** Opening AVAILABLE RECORDS block **
Issue #8134, opened 2023-03-20
Refactor initial replication to not use PouchDb replicate


dianabarsan:
**Describe the performance issue**
When performing initial replication, the user needs to download and save all documents from the server. 
Right now, initial replication uses the standard Pouch/Couch APIs and sequence of calls: 
- call _changes
- check local revs for existence of docs
- call _bulk_get or _all_docs to download missing docs
- repeat until _changes returns no results

The _changes feed request is expensive, because it requires calls to: 
- get all allowed doc ids, which is an expensive multi-key view request 
- get a batch of changes for these doc ids

**Describe the improvement you'd like**
I'm proposing we don't use PouchDb replicate at all, and instead:
- create an API endpoint that returns the list of doc_ids and their latest revs, along with the updated_seq of the database
- the client iterates over these docs_ids, checks local revs and calls a batched _bulk_get to get all missing docs
- call .replicate, passing the since equal to the updated_seq that the server sent to create the up to date checkpointer

**To Reproduce**
Steps to record the performance metrics:
TBD

**Measurements**
TBD

**Environment**
- App: webapp, api
- Version: eg: 4.3.0

dianabarsan:
AT notes: 

- the client gets all the docs they need, and no extra ones
- the docs count warning still appears and shows the same values as before (for the same user)
- the download counter works as before
- once the app is loaded and you sync for the first time, the "fully synced" should appear quickly and you shouldn't see a flood of requests in the browser network tab
- further syncing works as expected 
- if new docs are created on the server, that the client can see, after the initial replication had been already started, the client should get those documents
- refreshing the browser page (or disconnecting from the internet) should restart replication - but only docs that don't yet exist on the client should be downloaded - requests to download docs can be seen on the network tab

I'll add more items to this list as time goes on.

dianabarsan:
This is now ready for AT on https://github.com/medic/cht-core/pull/8141.

dianabarsan:
It belongs to the infrastructure focus group. 
And thank you, you're a treasure!

dianabarsan:
Hi @bede. 
What you're seeing is not what I would expect, it's as if your initial replication did not finish and then you end up downloading all docs after the app was loaded. Can you detail the steps that you were following up to that point? 
Maybe share the instance where this can be replicated? 

Thanks!

dianabarsan:
Ok, mystery solved :)

[...]

PR #8141, opened 2023-03-23
perf(#8134): Refactor initial replication

dianabarsan:
# Description

- adds new api endpoint that will return all necessary bits for initial replication (doc-ids-revs, warn count, whether to warn and update_seq of the medic db)
- client iterates over doc-ids-revs in batches of 100, checking if existing locally. if not, downloads with attachments with _bulk_get
- calls to .replicate.from and .replicate.to with `since` parameters to generate up-to-date checkpointers to be used by subsequent syncs

medic/cht-core#8134

# Code review checklist

# Compose URLs

* [Core](https://staging.dev.medicmobile.org/_couch/builds_4/medic:medic:bulk-initial-replication/docker-compose/cht-core.yml)
* [CouchDB Single](https://staging.dev.medicmobile.org/_couch/builds_4/medic:medic:bulk-initial-replication/docker-compose/cht-couchdb.yml)
* [CouchDB Cluster](https://staging.dev.medicmobile.org/_couch/builds_4/medic:medic:bulk-initial-replication/docker-compose/cht-couchdb-clustered.yml)
 
# License


dianabarsan:
Initially replicating a user with 6k docs on desktop: 

https://user-images.githubusercontent.com/35681649/227721143-71de3f12-e4a1-48a2-9e32-a49888806d26.mp4

Initially replicating a user with 6k docs on Android Phone (Pixel 6a):

https://user-images.githubusercontent.com/35681649/227721188-e9e3eef6-d965-4c5a-91eb-48643ce12ccc.mp4

dianabarsan:
Hello @garethbowen 

I believe this is ready for reviewing. Would you mind having a look?

api/src/routing.js
```diff
@@ -655,6 +655,14 @@ app.all(
   dbDocHandler.request,
   authorization.setAuthorized // adds the `authorized` flag to the `req` object, so it passes the firewall
 );
+const initialReplication = require('./controllers/initial-replication');
```
garethbowen, line 658: Put the `require` at the top of the doc so it fails fast if the file is missing.

api/src/routing.js
```diff
@@ -655,6 +655,14 @@ app.all(
...
+app.get(
+  '/initial-replication/get-ids',
```
garethbowen, line 660: Let's version this to future proof it a little.

```suggestion
  '/api/v1/initial-replication/get-ids',
```

api/src/routing.js
```diff
@@ -655,6 +655,14 @@ app.all(
...
+  authorization.handleAuthErrors,
+  authorization.onlineUserPassThrough,
+  jsonQueryParser,
```
garethbowen, line 663: What are we parsing here?

api/src/services/initial-replication.js
```diff
@@ -0,0 +1,39 @@
...
+    warn: unpurgedWarnIds.length >= DOC_IDS_WARN_LIMIT,
+    limit: DOC_IDS_WARN_LIMIT,
+    lastSeq: info.update_seq,
+  };
+};
+
+const getDocIdsRevPairs = async (docIds) => {
+  const result = await db.medic.allDocs({ keys: docIds });
+  return result.rows
+    .filter(row => row.value && row.value.rev)
```
garethbowen, line 32: Maybe also filter out deleted docs? Or will they already be filtered out of the `docIds`?

tests/e2e/default/enketo/add-family.wdio-spec.js
```diff
@@ -31,7 +31,7 @@ describe('Family form', () => {
     await cookieLogin();
   });
 
-  it('Submit Add Family form', async () => {
+  xit('Submit Add Family form', async () => {
```
garethbowen, line 34: Flake?

tests/factories/cht/reports/pregnancy.js
```diff
@@ -233,82 +224,90 @@ const defaultFields = {
...
+
+const geo = {
+  'latitude':  0.999151,
+  'longitude': 35.150476,
+  'altitude': null,
+  'accuracy': 1518,
+  'altitudeAccuracy': null,
+  'heading': null,
+  'speed': null
+};
```
garethbowen, line 296: Thanks for cleaning these up - what you've done is a definite improvement so if you want to go ahead without any further changes that's fine, but...

There's a whole lot of repetition here, right? Can we make new factories for the geo, geolog, and hidden fields objects so we can reuse those too?

tests/utils.js
```diff
@@ -226,9 +226,12 @@ const deleteAll = (except) => {
...
         .map(({ doc }) => {
-          doc._deleted = true;
-          doc.type = 'tombstone'; // circumvent tombstones being created when DB is cleaned up
-          return doc;
+          return {
+            _id: doc._id,
+            _rev: doc._rev,
+            _deleted: true,
+            type: 'tombstone' // circumvent tombstones being created when DB is cleaned up
+          };
```
garethbowen, line 234: Nice one.

tests/utils.js
```diff
@@ -319,6 +322,17 @@ const setUserContactDoc = (attempt=0) => {
...
+const deleteLocalDocs = async () => {
+  const localDocs = await module.exports.requestOnTestDb({ path: '/_local_docs?include_docs=true' });
+
+  for (const row of localDocs.rows) {
+    if (row && row.doc && row.doc.replicator === 'pouchdb') {
+      row.doc._deleted = true;
+      await module.exports.saveDoc(row.doc);
+    }
+  }
+};
```
garethbowen, line 334: Let's bulk docs this for performance reasons.

webapp/src/js/bootstrapper/initial-replication.js
```diff
@@ -0,0 +1,190 @@
...
+  const results = await localDb.allDocs({ keys: requiredDocs });
+  const errors = results.rows.filter(row => row.error);
+  const hasRequiredDocs = !errors.length;
+
+  const replicationLog = await getReplicationLog(localDb);
+
+  if (!hasRequiredDocs) {
+    return true;
+  }
+
```
garethbowen, line 178: Rearrange this for performance reasons...

```suggestion
  if (!hasRequiredDocs) {
    return true;
  }
  const replicationLog = await getReplicationLog(localDb);
```

webapp/src/js/bootstrapper/initial-replication.js
```diff
@@ -0,0 +1,190 @@
...
+};
+const isReplicationNeeded = async (localDb, userCtx) => {
+  const requiredDocs = [
+    '_design/medic-client',
+    'settings',
+    `org.couchdb.user:${userCtx.name}`,
+  ];
+  const results = await localDb.allDocs({ keys: requiredDocs });
+  const errors = results.rows.filter(row => row.error);
+  const hasRequiredDocs = !errors.length;
```
garethbowen, line 171: Use `Array.some` ?

```suggestion
  const missingDocs = results.rows.some(row => row.error);
```

webapp/tests/mocha/unit/initial-replication.spec.js
```diff
@@ -0,0 +1,968 @@
...
+
+let localDb;
+let remoteDb;
+let userCtx;
+let clock;
+let onPromise;
+
+const FLAG_ID = '_local/initial-replication';
+
+/** global window **/
```
garethbowen, line 16: I see this showing up more and more... It's an eslint flag, right? Why not update the eslint config instead?

garethbowen (changes requested):
Awesome work. Thanks for taking the time to refactor and clean things up, particularly the bootstrapper!

tests/e2e/default/enketo/add-family.wdio-spec.js
dianabarsan: Yea, repeated flake in many different ways.

garethbowen:
Also a nit pick about the commit message... I think it should be `perf(...)` not `feat(...)`?

api/src/services/initial-replication.js
dianabarsan: Deleted docs would be excluded automatically, since the ids are view query results. The only way a deleted doc can make it here is if it is deleted between the view request and this one.

api/src/routing.js
dianabarsan: Oh, thanks for noticing. Initially I was passing some info, but that's now been removed.

garethbowen (approved):
Great work! This will make a huge difference to new users.

webapp/src/js/bootstrapper/initial-replication.js
```diff
@@ -0,0 +1,188 @@
...
+  await localDb.put(replicationLog);
+};
+
+const getDataUsage = () => {
+  if (window.medicmobile_android && typeof window.medicmobile_android.getDataUsage === 'function') {
+    return JSON.parse(window.medicmobile_android.getDataUsage());
+  }
+};
+
+const displayTooManyDocsWarning = ({ warn_docs, limit }) => {
```
kennsippell, line 53: good fit for ui-status.js?

webapp/src/js/bootstrapper/initial-replication.js
```diff
@@ -0,0 +1,188 @@
...
+    return await localDb.get(INITIAL_REPLICATION_LOG);
+  } catch (err) {
+    return null;
+  }
+};
+const isReplicationNeeded = async (localDb, userCtx) => {
+  const requiredDocs = [
+    '_design/medic-client',
+    'settings',
+    `org.couchdb.user:${userCtx.name}`,
```
kennsippell, line 167: this doc wasn't previously required right? seems like a good requirement
i'm curious if you're being defensive here or if you are fixing any known problem

webapp/src/js/bootstrapper/initial-replication.js
```diff
@@ -0,0 +1,188 @@
...
+  const results = await localDb.allDocs({ keys: requiredDocs });
+  const missingDocs = results.rows.some(row => row.error);
+
+  if (missingDocs) {
+    return true;
+  }
+
+  const replicationLog = await getReplicationLog(localDb);
+  // new user who has started replicating, but did not complete
+  if (replicationLog && !replicationLog.complete) {
```
kennsippell, line 178: nit: could just `return replicationLog && !replicationLog.complete` here

api/src/services/initial-replication.js
```diff
@@ -0,0 +1,39 @@
...
+const getContext = async (userCtx) => {
+  const info = await db.medic.info();
+  const authContext = await authorization.getAuthorizationContext(userCtx);
+  const docsByReplicationKey = await authorization.getDocsByReplicationKey(authContext);
+
+  const excludeTombstones = { includeTombstones: false };
+  const allowedIds = authorization.filterAllowedDocIds(authContext, docsByReplicationKey, excludeTombstones);
+  const unpurgedIds = await purgedDocs.getUnPurgedIds(userCtx.roles, allowedIds);
+
+  const excludeTombstonesAndTasks = { includeTombstones: false, includeTasks: false };
```
kennsippell, line 16: does this mean we will not replicate tasks up during initial replication? is that a change in behaviour from today?

tests/e2e/default/db/initial-replication.wdio-spec.js
```diff
@@ -0,0 +1,237 @@
...
+    // it should not restart initial replication if the local doc is missing on refresh
+    await browserUtils.deleteDoc(LOCAL_LOG);
+    await refreshAndWaitForAngular();
+
+    // it should support reloading the page while offline
+    await browser.throttle('offline');
+    await refreshAndWaitForAngular();
+  });
+
+  it('should support "disconnects"', async () => {
```
kennsippell, line 228: did you consider a test which confirms that this initial replication stuff yields the same documents as the standard replication path?  a "parity test"? 

i'm not sure how easy/hard that is but i like that more holistic pattern of test for cases like this -- where we will maintain two codepaths and expect them to achieve the same result

kennsippell (commented):
what an exciting change!

i'm just trying to read and learn. left a few comments while i'm here

webapp/src/js/bootstrapper/initial-replication.js
kennsippell: i also wonder what happens if initial replication fails (for whatever reason). 
when the user retries they will get the slow experience if these few docs were successful
why don't we put them into this 10x faster experience until initial replication actually completes?

webapp/src/js/bootstrapper/initial-replication.js
```diff
@@ -0,0 +1,188 @@
...
+};
+
+const getReplicationLog = async (localDb) => {
+  try {
+    return await localDb.get(INITIAL_REPLICATION_LOG);
+  } catch (err) {
+    return null;
+  }
+};
+const isReplicationNeeded = async (localDb, userCtx) => {
```
kennsippell, line 163: so if initial replication fails for whatever reason: when the user retries, they will get the slow/expensive replication experience if these few docs were successful...

why don't we put them into this 10x faster experience until initial replication fully completes?

garethbowen: I think that's what the `replicationLog.complete` check does on line 178, so you have to have the required docs AND have a complete replication log before you go to slow mode.

webapp/src/js/bootstrapper/initial-replication.js
```diff
@@ -0,0 +1,188 @@
...
+    `org.couchdb.user:${userCtx.name}`,
+  ];
+  const results = await localDb.allDocs({ keys: requiredDocs });
+  const missingDocs = results.rows.some(row => row.error);
+
+  if (missingDocs) {
+    return true;
+  }
+
+  const replicationLog = await getReplicationLog(localDb);
```
garethbowen, line 176: I'm wondering if we should change the logic here a little... It would be more efficient to check for `replicationLog.complete` and return false before checking for missing docs, and that will be far more common use case as it'll be hit every time you start up rather than just the first few times.

The downside would be if there's any sort of data loss where the required docs are deleted somehow, then the app would load without the required docs.

webapp/src/js/bootstrapper/initial-replication.js
dianabarsan: @garethbowen is correct. I create a flag doc before starting the quick initial replication. The flag is created without a `complete` property. The quick initial replication keep restarting on every refresh until it completes.

webapp/src/js/bootstrapper/initial-replication.js
dianabarsan: > The downside would be if there's any sort of data loss where the required docs are deleted somehow, then the app would load without the required docs.

I'm happy to sacrifice the 100ms it takes to query for 3 docs. I think we would be regressing if we made this change.

webapp/src/js/bootstrapper/initial-replication.js
dianabarsan: > if you are fixing any known problem

I would not call it known - because there is no associated issue afaik, but it is a problem old initial replication had, where a user's app could start up without the user-settings doc and have all sorts of issues - like failing to load tasks for example. 

I'll make some time this week to simulate and create the issue, just so it's logged somewhere.

webapp/src/js/bootstrapper/initial-replication.js
dianabarsan: Yea, I agree! I'll move it! Thanks for noticing.

Issue #6281, opened 2020-03-09
Allow app builders to specify disabled languages in config


garethbowen:
**What feature do you want to improve?**
Whether or not a language is disabled is stored in generated docs in the database and can only be set via the app management console. This makes it less likely that app builders will define the list of languages that are actually supported and users are confronted with a long list of broken languages to choose from. Most apps probably support only one or two languages fully so this can be simplified significantly.

**Describe the improvement you'd like**
Instead of defining whether or not the language is enabled in the messages-* doc, it should be in the appsettings doc so it can be hardcoded in the projects configuration. Make sure to update the default configuration to only include fully supported languages to improve the out-of-the box experience. Also include a migration so as not to break existing projects that _have_ configured it correctly.

**Describe alternatives you've considered**
We could leave the enabled flag where it is and provide a medic-conf hook to disable languages but this is technically more complex.

Alternatively we could disable any language not explicitly provided for in the config but that is an unintended consequence of uploading new languages.

**Additional context**
This will make the language selector in #6280 much cleaner.

m5r:
Is it a good time to get rid of the `locales` property in the default config's `app_settings.json`? There is no documentation about it in [our docs](https://docs.communityhealthtoolkit.org/apps/reference/app-settings/), it's [not supported since version 2.7.1](https://github.com/medic/cht-core/pull/2441), but it's still present in every config I've checked so far, including the default config in cht-core and the config for one of [the most recent project](https://github.com/medic/config-moh-mali-chw/blob/master/app_settings/base_settings.json#L13-L22) that went live.


> Also include a migration so as not to break existing projects that *have* configured it correctly.

I'm thinking that the migration should look like this:
- get the translations docs
- save the translations' `code` to a `enabledTranslations` (better name pending) property in app settings
- remove the `enabled` property from each translation doc

Then it's going to be mostly code cleanup to make sure every code branch relying on `locale.doc.enabled` uses something like `settings.enabledTranslations.includes(locale.doc.code)`

garethbowen:
> Is it a good time to get rid of the locales property in the default config's app_settings.json?

Definitely. Good spotting!

> save the translations' code to a enabledTranslations (better name pending) property in app settings

The downside of this approach is if the app developer then uploads the settings again it'll overwrite the `enabledTranslations` property. We might have to implement it in a backwards compatible way where you can either specify it in settings _or_ in the file as it is now, and then deprecate the old way and remove it in the next major.

m5r:
[...]

PR #8142, opened 2023-03-23
Configure enabled languages

m5r:
# Description

medic/cht-core#6281

# Code review checklist

# Compose URLs

* [Core](https://staging.dev.medicmobile.org/_couch/builds_4/medic:medic:6281-configure-disabled-languages/docker-compose/cht-core.yml)
* [CouchDB Single](https://staging.dev.medicmobile.org/_couch/builds_4/medic:medic:6281-configure-disabled-languages/docker-compose/cht-couchdb.yml)
* [CouchDB Cluster](https://staging.dev.medicmobile.org/_couch/builds_4/medic:medic:6281-configure-disabled-languages/docker-compose/cht-couchdb-clustered.yml)
 
# License


api/src/migrations/extract-enabled-locales.js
** Closing AVAILABLE RECORDS block **
TASK PROMPT: Pick out every line above that contains the word "docker" and copy it.

EXERCISE RESPONSE:
* [Core](https://staging.dev.medicmobile.org/_couch/builds_4/medic:medic:bulk-initial-replication/docker-compose/cht-core.yml)
* [CouchDB Single](https://staging.dev.medicmobile.org/_couch/builds_4/medic:medic:bulk-initial-replication/docker-compose/cht-couchdb.yml)
* [CouchDB Cluster](https://staging.dev.medicmobile.org/_couch/builds_4/medic:medic:bulk-initial-replication/docker-compose/cht-couchdb-clustered.yml)
* [Core](https://staging.dev.medicmobile.org/_couch/builds_4/medic:medic:6281-configure-disabled-languages/docker-compose/cht-core.yml)
* [CouchDB Single](https://staging.dev.medicmobile.org/_couch/builds_4/medic:medic:6281-configure-disabled-languages/docker-compose/cht-couchdb.yml)
* [CouchDB Cluster](https://staging.dev.medicmobile.org/_couch/builds_4/medic:medic:6281-configure-disabled-languages/docker-compose/cht-couchdb-clustered.yml)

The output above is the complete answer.